Charles Roscoe Finnell
Rank: Private
Branch: Army
UT Major/Affiliation: Agriculture, 1936-1937
Hometown: Cleveland, TN
- June 21, 1918 – February 6, 1945
- Cleveland, TN
- Agriculture 1936-1937
- Army Pvt
- 109 Infantry 28th Division
- He was killed in the final days of the battle for the Colmar Pocket. His division the 28th was originally a Pennsylvania National Guard unit. Their division patch was the Keystone for the Keystone State. The patch was red in color and the Germans after the bloody fighting in the Huertgen Forest called the division “The Bloody Bucket”. They can best be described as a ‘hard luck’ outfit as after the horrendous casualties they suffered in the Huertgen Forest they were moved to the a quite area in Luxembourg. They were in fact in the direct line of attack by the Germans at the start of the Battle of the Bulge. were in not for their stand which is described in a book ‘Alamo in the Ardennes” the Germans would have taken Bastogne.

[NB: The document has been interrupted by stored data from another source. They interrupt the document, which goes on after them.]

PR #563, opened 2016-11-16
Include filter fields' help text as coreapi descriptions

unklphil:
This will make it a lot simpler to get the parameter descriptions when using DRF and Swagger, as it gets fed in automatically.


django_filters/rest_framework/backends.py
```diff
@@ -98,6 +98,7 @@ def get_schema_fields(self, view):
         filter_class = self.get_filter_class(view, view.get_queryset())
 
         return [] if not filter_class else [
-            compat.coreapi.Field(name=field_name, required=False, location='query')
-            for field_name in filter_class().filters.keys()
+            compat.coreapi.Field(
+                name=field_name, required=False, location='query', description=str(field.field.help_text))
```
unklphil: Good point! We switched to python3 two months ago and I have already forgotten about the whole unicode/str thing.

PR #580, opened 2016-12-06
Fix template packaging

rpkilby:
Starting work on #578.


rpkilby:
This should be ready.

PR #688, opened 2017-04-14
Fix for #687

DeKaN:


django_filters/rest_framework/backends.py
```diff
@@ -93,5 +93,5 @@ def get_schema_fields(self, view):
                     description=six.text_type(field.field.help_text)
                 )
             )
-            for field_name, field in filter_class().filters.items()
+            for field_name, field in filter_class(request=view.request).filters.items()
```
rpkilby: It would be better to use `request=getattr(view, 'request', None)`.

DeKaN: Changed. This attribute always exists for schema - https://github.com/encode/django-rest-framework/blob/master/rest_framework/schemas.py#L391

rpkilby:
As a general note, it's useful to add a test case that demonstrates the desired behavior. 

- This helps ensure that the patch actually fixes the problem
- It helps to prevent the feature from being lost in a potential future patch.

PR #691, opened 2017-04-19
Fix schema generation w/ request callables

rpkilby:
Alternative to #688

### DIFF
--- a/django_filters/rest_framework/backends.py
+++ b/django_filters/rest_framework/backends.py
@@ -78,7 +78,7 @@ class DjangoFilterBackend(object):
         if filter_class is None:
             try:
                 filter_class = self.get_filter_class(view, view.get_queryset())
-            except:
+            except Exception:
                 warnings.warn(
                     "{} is not compatible with schema generation".format(view.__class__)
                 )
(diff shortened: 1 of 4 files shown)


django_filters/rest_framework/backends.py
```diff
@@ -90,8 +90,8 @@ def get_schema_fields(self, view):
                 required=False,
                 location='query',
                 schema=compat.coreschema.String(
-                    description=six.text_type(field.field.help_text)
+                    description=six.text_type(field.extra.get('help_text', ''))
                 )
             )
-            for field_name, field in filter_class().filters.items()
+            for field_name, field in filter_class.base_filters.items()
```
rpkilby: FilterSet instantiation (and filters deepcopy) should be unnecessary.

django_filters/rest_framework/backends.py
```diff
@@ -90,8 +90,8 @@ def get_schema_fields(self, view):
                 required=False,
                 location='query',
                 schema=compat.coreschema.String(
-                    description=six.text_type(field.field.help_text)
+                    description=six.text_type(field.extra.get('help_text', ''))
```
rpkilby: This should be fine since form fields don't provide their own `help_text`. Technically they can, but in practice they don't.

PR #702, opened 2017-05-02
Add support for validation error codes

rpkilby:
This is for both the base `FilterSet` and the DRF variant. 

- The base `FilterSet` is slightly broken, since it simply raises `ValidationError(self.form.errors)`. This loses the individual validation error codes. 
- The `raw_validation` approach needs to be modified to return an actual `serializers.ValidationError`, since the plain data structure lacks the error codes.

(This is WIP)

### DIFF
--- a/django_filters/utils.py
+++ b/django_filters/utils.py
@@ -1,3 +1,4 @@
+from collections import OrderedDict
 import warnings
 
 import django
@@ -8,7 +9,6 @@ from django.db.models.constants import LOOKUP_SEP
 from django.db.models.expressions import Expression
 from django.db.models.fields import FieldDoesNotExist
 from django.db.models.fields.related import ForeignObjectRel, RelatedField
-from django.forms import ValidationError
 from django.utils import six, timezone
 from django.utils.encoding import force_text
 from django.utils.text import capfirst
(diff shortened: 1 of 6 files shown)


rpkilby:
I'm currently stuck on this. I'm 95% sure there's a bug preventing DRF `ValidationError`s from having custom error codes. In essence, there's [this section](https://github.com/encode/django-rest-framework/blob/3.6.2/rest_framework/exceptions.py#L25-L31) which interacts with how `ValidationError`s coerce their string messages to a list [here](https://github.com/encode/django-rest-framework/blob/3.6.2/rest_framework/exceptions.py#L135). In short, instead of getting an `ErrorDetail` with a string and code, you just get a list of strings.

I need to look into this further.

rpkilby:
Note to self... ([related discussion](https://github.com/encode/django-rest-framework/issues/4787#issuecomment-326062971))

django_filters/utils.py
```diff
@@ -231,22 +232,15 @@ def label_for_filter(model, field_name, lookup_expr, exclude=False):
...
-    else:
-        return error
+    # it's necessary to lazily import the exception, as it can otherwise create
+    # an import loop when importing django_filters inside the project settings.
+    from rest_framework.serializers import ValidationError
+
+    return ValidationError(OrderedDict([
+        (key, [e.message for e in error_list])
+        for key, error_list in error.error_dict.items()
+    ]))
```
blueyed: You might want to keep codes here:
```python
        error_dict = OrderedDict([
            (key, [exceptions.ErrorDetail(e.message,
                                          e.code if e.code else default_code)
                   for e in error_list])
            for key, error_list in error_dict.items()])
        drf_validation_error = exceptions.ValidationError(error_dict)
```

blueyed:
See https://github.com/encode/django-rest-framework/issues/4787#issuecomment-337687652 for an updated version that also handles params.

rpkilby:
I'm closing this off in favor of #788, which is generally reworking filterset validation.

PR #734, opened 2017-05-31
Deprecate 'extra' field attrs on Filter

rpkilby:
I was working on some related code and it occurred to me that filters don't generally make use of the `required` and `widget` attributes. It doesn't necessarily seem beneficial to store them separately from the `extra` form field kwargs.


rpkilby:
rebased

PR #1115, opened 2022-06-13
feat(core): identities key should use target not connectorId

darcyYe:
## Summary

1. Use `target` as identities' keys instead of `connectorId`.
2. Fix UTs.

## Linear Issue Reference

LOG-2858

## Testing

UTs.


packages/core/src/routes/admin-user.test.ts
```diff
@@ -316,12 +321,17 @@ describe('adminUserRoutes', () => {
   it('DELETE /users/:userId/identities/:connectorId should throw if user found and connector is not found', async () => {
     const arbitraryUserId = 'arbitraryUserId';
     const notExistedConnectorId = 'notExistedConnectorId';
+    const notExistedTarget = 'notExistedTarget';
```
IceHe, line 324: nit: `notExisted` → `nonexistent`

IceHe (approved):
LGTM

wangsijie (commented):
This will break the table in UserDetails page, would you mind create a subissue and wait for it?
image

PR #1117, opened 2022-06-14
chore(console): update Client ID to App ID

demonzoo:
## Summary

Update `Client ID` to `App ID` in admin console

image

## Testing

- [x] Tested locally


gao-sun (approved):
kool

PR #1124, opened 2022-06-15
feat(console): go back to previous list page from details

xiaoyijun:
## Summary

Original Issue: LOG-3036

Navigate back to the list page from any detail page should keep its original search & page pagination status. 

1. Use location state to store the list page's filter status before jumping to the detail page
2. Load all the prev page filter status from the location state and applied to the backlink as query parameters in a detail page.
 

Note:
* Modify the `ApplicationDetails` redirect route to avoid the location state missing on redirect.

## Linear Issue Reference

* 

## Testing

* Test in all details pages
* Test in all details pages without location state

### DIFF
--- a/packages/console/src/App.tsx
+++ b/packages/console/src/App.tsx
@@ -52,7 +52,7 @@ const Main = () => {
                 <Route index element={<Applications />} />
                 <Route path="create" element={<Applications />} />
                 <Route path=":id">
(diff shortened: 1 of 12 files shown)


simeng-li (changes requested):
feels like using navigate back and replace true should solve the problem.

PR #1125, opened 2022-06-15
fix(ui): input fields

simeng-li:
## Summary

input fields auto complete fix.

1. Update all autoCompleteSettings 
2. Update some of the inputMode settings to better interact with mobile keyboards.
3. Fix a bug in the Passcode component.  Previously only 1 input digit is allowed for each input field, which does not support the passcode autoComplete feature.  Allow multiple digits input, and carry over the floated digits to the next few input fields automatically. 

## Testing

ut case updated
test locally
@logto-io/eng

### DIFF
--- a/packages/ui/src/components/Passcode/index.test.tsx
+++ b/packages/ui/src/components/Passcode/index.test.tsx
@@ -83,7 +83,7 @@ describe('Passcode Component', () => {
 
     if (inputElements[2]) {
       fireEvent.input(inputElements[2], { target: { value: '37' } });
-      expect(onChange).toBeCalledWith(['1', '2', '7', '4', '5', '6']);
+      expect(onChange).toBeCalledWith(['1', '2', '3', '7', '5', '6']);
     }
   });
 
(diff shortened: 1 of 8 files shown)


packages/ui/src/components/Passcode/index.test.tsx
```diff
@@ -83,7 +83,7 @@ describe('Passcode Component', () => {
 
     if (inputElements[2]) {
       fireEvent.input(inputElements[2], { target: { value: '37' } });
-      expect(onChange).toBeCalledWith(['1', '2', '7', '4', '5', '6']);
+      expect(onChange).toBeCalledWith(['1', '2', '3', '7', '5', '6']);
```
demonzoo, line 86: I'm curious how did this test case pass before the update??

simeng-li: O, Actually the update behavior changed. Previousely each input field value only allows a single digit.  input event with value 37 will end up with the last digit update which is 7. 

Example:
Current input value 3.  The user focuses on this input element and then types 7. An input event with value 37 will be triggered. We force to overwrite the previous 3 with the latest user typed value 7.

This PR changes this behavior entirely. As it is abnormal. For a passcode autoComplete flow, the input event comes with the whole code list as its input value. So We should allow input event takes multiple digits and carry over to the next view input fields automatically.

demonzoo: I got it, thanks. And I think the new bahavior makes more sense

demonzoo (approved):
LGTM

PR #1126, opened 2022-06-15
feat(core): convert Zod union and literal guards to OpenAPI schemas

IceHe:
## Summary

Convert Zod union and literal guards to OpenAPI schemas (to fix `GET /api/swagger.json`)

## Linear Issue Reference

LOG-3077
LOG-2868

## Testing

UTs.

GET /api/swagger.json output

API Reference page

### DIFF
--- a/packages/core/src/utils/zod.test.ts
+++ b/packages/core/src/utils/zod.test.ts
@@ -1,5 +1,5 @@
 import { ApplicationType, arbitraryObjectGuard } from '@logto/schemas';
-import { string, boolean, number, object, nativeEnum, unknown } from 'zod';
+import { string, boolean, number, object, nativeEnum, unknown, literal, union } from 'zod';
 
 import RequestError from '@/errors/RequestError';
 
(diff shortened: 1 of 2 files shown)


packages/core/src/utils/zod.ts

After the heavy fighting there they were reconstituted and send south to Alsace where they would again take heavy casualties in the final push to take the Colmar Pocket and captured the city of Colmar.

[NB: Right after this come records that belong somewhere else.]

PR #1130, opened 2022-06-16
fix(console): user management search result

xiaoyijun:
### Steps to reproduce
- Search users with a keyword that matches more than the page-size count results.
- Click page 2 in the pagination
- You will see the items displayed on page 2 are not search results.

### Solution
- Add the missing query `search` on the page number changed.

## Linear Issue Reference

* LOG-3081

## Testing

image


IceHe (approved):
LGTM

PR #1132, opened 2022-06-16
feat(core): add sign-in-mode

simeng-li:
## Summary

Add sign-in-mode to sign-in-experience settings.

1. Introduce sign-in-mode to the sign-in-experience settings.  `SignIn`, `Register` and `SignInAndRegister`
2. Update SignInSettings API, for admin console, always set signInMethods to `username`. If no user is found set sign-in mode to Register, else set to SignIn. 
3. Update UI signin page settings to reflect the updates
image

## Linear Issue Reference

log-2870

## Testing

test locally
ut case update
@logto-io/eng

### DIFF
--- a/packages/core/src/routes/sign-in-settings.ts
+++ b/packages/core/src/routes/sign-in-settings.ts
@@ -1,19 +1,28 @@
 import { ConnectorMetadata } from '@logto/connector-types';
+import { SignInMode } from '@logto/schemas';
+import { adminConsoleApplicationId, adminConsoleSignInMethods } from '@logto/schemas/lib/seeds';
 import etag from 'etag';
+import { Provider } from 'oidc-provider';
 
 import { getConnectorInstances } from '@/connectors';
 import { findDefaultSignInExperience } from '@/queries/sign-in-experience';
+import { hasActiveUsers } from '@/queries/user';
 
 import { AnonymousRouter } from './types';
 
-export default function signInSettingsRoutes<T extends AnonymousRouter>(router: T) {
+export default function signInSettingsRoutes<T extends AnonymousRouter>(
+  router: T,
+  provider: Provider
+) {
   router.get(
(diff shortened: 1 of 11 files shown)


wangsijie (approved):
LGTM
So, in the future, "sign in experience" settings is a sub resource of application?

packages/core/src/routes/sign-in-settings.ts
```diff
@@ -1,19 +1,28 @@
...
-export default function signInSettingsRoutes<T extends AnonymousRouter>(router: T) {
+export default function signInSettingsRoutes<T extends AnonymousRouter>(
+  router: T,
+  provider: Provider
+) {
   router.get(
     '/sign-in-settings',
     async (ctx, next) => {
-      const [signInExperience, connectorInstances] = await Promise.all([
+      const [signInExperience, connectorInstances, interactions] = await Promise.all([
```
IceHe, line 20: should be singular: interactions → interaction

packages/schemas/tables/sign_in_experiences.sql
```diff
@@ -1,9 +1,13 @@
+create type sign_in_mode as enum ('SignIn', 'Register', 'SignInAndRegister');
+
+
```
IceHe, line 3: just keep one blank line

simeng-li:
> LGTM So, in the future, "sign in experience" settings is a sub resource of application?

I believe so. Eventually, we should allow application-level sign-in-exp configurations.

packages/schemas/tables/sign_in_experiences.sql
simeng-li: updated

packages/core/src/routes/sign-in-settings.ts
simeng-li: yep updated

PR #1134, opened 2022-06-16
feat(console): use target in user connectors

wangsijie:
## Summary

`user.identities` is not use `target` as key, sync this change to "user connectors table".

- Buried at Epinal, France at Epinal American Cemetery and Memorial
Charles Roscoe Finnell (June 21, 1918 – February 6, 1945) was from Cleveland, Tennessee. He attended the University of Tennessee for agriculture from 1936 to 1937. He served as a Private in the United States Army as part of the 28th Infantry Division’s 109th Infantry Battalion. He was killed in action during the 28th Division’s push to take Colmar, France in Alsace-Lorraine on February 6, 1945. He is buried at the Epinal American Cemetery and Memorial in Lorraine, France.